The woman in the tub sloshed some water over the edge. It knocked over the pill bottles. They were empty and bounced around his feet. “What’s your name?”
“Jake.”
“So tell me, Jake. Have you ever been in love?”
He should just get the hell out of Dodge, but he knew better than that. If the devil had sent him here, tonight, it was for a reason and maybe not really to steal cocktail rings and dollar bills. Carefully, he set the backpack on the sink, then leaned a hip against it. Crossed his arms over his chest. “Maybe.”
“I don’t recommend it.” The woman gave another of those low, rasping laughs. She picked up the razor with surprising grace, considering her earlier clumsiness. She held it up to him. “This is what love is. A fucking razor blade. Only instead of your wrists —” here, she demonstrated, slicing herself in a long, deep line from wrist to elbow. “It’s your fucking heart.”

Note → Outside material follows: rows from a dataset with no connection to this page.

PR #2085, opened 2019-01-09
OnnxTransform -- Update to OnnxRuntime 0.2.0

### LINKED ISSUE #2056: Add Linux support for OnnxRuntime and OnnxTransform
Require scoring support for Onnx models on Linux

jignparm:
Add Linux support for  OnnxTransform.

Fixes #2056


Directory.Build.props
```diff
@@ -18,6 +18,7 @@
       https://api.nuget.org/v3/index.json;
       https://dotnetfeed.blob.core.windows.net/dotnet-core/index.json;
       https://dotnet.myget.org/F/dotnet-core/api/v3/index.json;
+      https://www.myget.org/F/onnxruntime-dev/api/v3/index.json
```
eerhardt: Will the package be added to `nuget.org` soon? When it is, can this be removed?

pkg/Microsoft.ML.OnnxTransform/Microsoft.ML.OnnxTransform.nupkgproj
```diff
@@ -7,7 +7,7 @@
 
   <ItemGroup>
     <ProjectReference Include="../Microsoft.ML/Microsoft.ML.nupkgproj" />
-    <PackageReference Include="Microsoft.ML.OnnxRuntime.Gpu" Version="$(MicrosoftMLOnnxRuntimeGpuPackageVersion)"/>
+    <PackageReference Include="Microsoft.ML.OnnxRuntime" Version="$(MicrosoftMLOnnxRuntimePackageVersion)"/>
```
eerhardt: Why aren't we using the GPU package anymore?

test/Microsoft.ML.OnnxTransformTest/DnnImageFeaturizerTest.cs
```diff
@@ -60,6 +60,8 @@ public DnnImageFeaturizerTests(ITestOutputHelper helper) : base(helper)
         [ConditionalFact(typeof(Environment), nameof(Environment.Is64BitProcess))]
         void TestDnnImageFeaturizer()
         {
+            // Onnxruntime supports Ubuntu 16.04, but not CentOS
```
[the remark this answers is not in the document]
eerhardt: Can this be put into the `ConditionalFact` instead?

---
In reply to: [251941977](https://github.com/dotnet/machinelearning/pull/2085#discussion_r251941977) [](ancestors = 251941977)

test/Microsoft.ML.OnnxTransformTest/OnnxTransformTests.cs
```diff
@@ -234,17 +240,21 @@ public void OnnxStatic()
...
         void TestCommandLine()
         {
+            // Onnxruntime supports Ubuntu 16.04, but not CentOS
+            // Do not execute on CentOS image
             if (!RuntimeInformation.IsOSPlatform(OSPlatform.Windows))
                 return;
 
             var env = new MLContext();
-            var x = Maml.Main(new[] { @"showschema loader=Text{col=data_0:R4:0-150527} xf=Onnx{InputColumns={data_0} OutputColumns={softmaxout_1} model={squeezenet/00000001/model.onnx} GpuDeviceId=0 FallbackToCpu=+}" });
+            var x = Maml.Main(new[] { @"showschema loader=Text{col=data_0:R4:0-150527} xf=Onnx{InputColumns={data_0} OutputColumns={softmaxout_1} model={squeezenet/00000001/model.onnx} GpuDeviceId=" + Int32.MinValue + " FallbackToCpu=+}" });
```
eerhardt: Does `Int32.MinValue` mean something specific?

src/Microsoft.ML.OnnxTransform/OnnxUtils.cs
```diff
@@ -81,11 +81,13 @@ public OnnxModel(string modelFile, int? gpuDeviceId = null, bool fallbackToCpu =
         {
             _modelFile = modelFile;
 
-            if (gpuDeviceId.HasValue)
+            // Reserve Int32.MinValue for test purpose.
```
eerhardt: Why can't we use `null` instead?

src/Microsoft.ML.OnnxTransform/OnnxTransform.cs
```diff
@@ -43,16 +43,19 @@ namespace Microsoft.ML.Transforms
...
+    /// <a href='https://developer.nvidia.com/cuda-downloads'>CUDA 9.1 Toolkit</a>
     /// and
-    /// <a href='https://developer.nvidia.com/cudnn'>cuDNN</a>
-    /// , and set the parameter 'gpuDeviceId' to a valid non-negative integer. Typical device ID values are 0 or 1.
+    /// <a href='https://developer.nvidia.com/cudnn'>cuDNN</a>.
+    ///  Set parameter 'gpuDeviceId' to a valid non-negative integer. Typical device ID values are 0 or 1.
     /// </p>
     /// <p>The inputs and outputs of the ONNX models must be Tensor type. Sequence and Maps are not yet supported.</p>
-    /// <p>OnnxRuntime currently works on Windows 64-bit platforms only. Linux and OSX to be supported soon.</p>
+    /// <p>OnnxRuntime currently works on Windows and Ubuntu 16.04 Linux 64-bit platforms. OSX to be supported soon.</p>
```
eerhardt: What about `macOS`?

test/Microsoft.ML.OnnxTransformTest/OnnxTransformTests.cs
shmoradims: If it is something specific, please define it as a const (in OnnxUtils, OnnxModel, or wherever makes sense) with the proper descriptive name. Magic numbers are confusing.

---
In reply to: [251942412](https://github.com/dotnet/machinelearning/pull/2085#discussion_r251942412) [](ancestors = 251942412)

test/Microsoft.ML.OnnxTransformTest/DnnImageFeaturizerTest.cs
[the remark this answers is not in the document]
jignparm: What's the best way to distinguish using ConditionalFact + Environment? Environment.OSVersion.PlatformID contains the following enums -- doesn't look suitable to add to ConditionalFact, but maybe another variable does.

        Win32S = 0,
        Win32Windows = 1,
        Win32NT = 2,
        WinCE = 3,
        Unix = 4,
        Xbox = 5,
        MacOSX = 6

---
In reply to: [251942092](https://github.com/dotnet/machinelearning/pull/2085#discussion_r251942092) [](ancestors = 251942092,251941977)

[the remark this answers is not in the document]
eerhardt: Unfortunately the `Environment.OSVersion` API is broken, please don't use it.

Instead, use https://docs.microsoft.com/en-us/dotnet/api/system.runtime.interopservices.runtimeinformation?view=netstandard-2.0

I don't agree with the way we are currently doing our ConditionalFacts in the repo.

https://github.com/dotnet/machinelearning/blob/8cdfa613c363b45de4b61abef8790943243ba818/test/Microsoft.ML.TestFramework/BaseTestBaseline.cs#L29-L33

Instead, I think we should have an `[OnnxFact]` and `[TensorFlowFact]` etc. And inside of that attribute, we have the rules for when Onnx can run, or when TensorFlow can run. Does that make sense?

Can you add a new attribute that says "this test can run on Windows x64 and macOS x64" and name it something like `[OnnxFact]` (or a better name)?  Here's an example: https://github.com/dotnet/corefx/blob/a10890f4ffe0fadf090c922578ba0e606ebdd16c/src/System.Data.Odbc/tests/TestCommon/CheckConnStrSetupFactAttribute.cs#L9

test/Microsoft.ML.OnnxTransformTest/OnnxTransformTests.cs
jignparm: Defined "public const int NullGpuID = int.MinValue" in OnnxTransformer class. OnnxModel and OnnxUtils class was made "internal sealed" in previous round, since we don't want to expose externally.

---
In reply to: [252010420](https://github.com/dotnet/machinelearning/pull/2085#discussion_r252010420) [](ancestors = 252010420,251942412)

src/Microsoft.ML.OnnxTransform/OnnxUtils.cs
jignparm: changed to null.

---
In reply to: [251942603](https://github.com/dotnet/machinelearning/pull/2085#discussion_r251942603) [](ancestors = 251942603)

Blood welled up, jetting, turning the water quickly crimson. The smell of it hit him like a fist. Jake had acquired a strong stomach over the years — some of the things the devil asked of him had definitely been repulsive. But this was a smell of agony and desperation and grief and loss, and it forced a tsunami of bile to surge into his throat.
“Well, damn, honey,” the woman said sadly, the razor still gripped in her fingers, though loosely. “Seems I can’t quite hold this with my other hand. Would you be a dear, help a girl out.”
No sane man would’ve agreed to this, but like it or not, Jake was in the service of Satan. If God worked in mysterious ways, His first and fallen favorite did the same. Kneeling next to the tub, the knees of his jeans soaking through from the water she’d spilled, Jake gently took the razor from her fingers.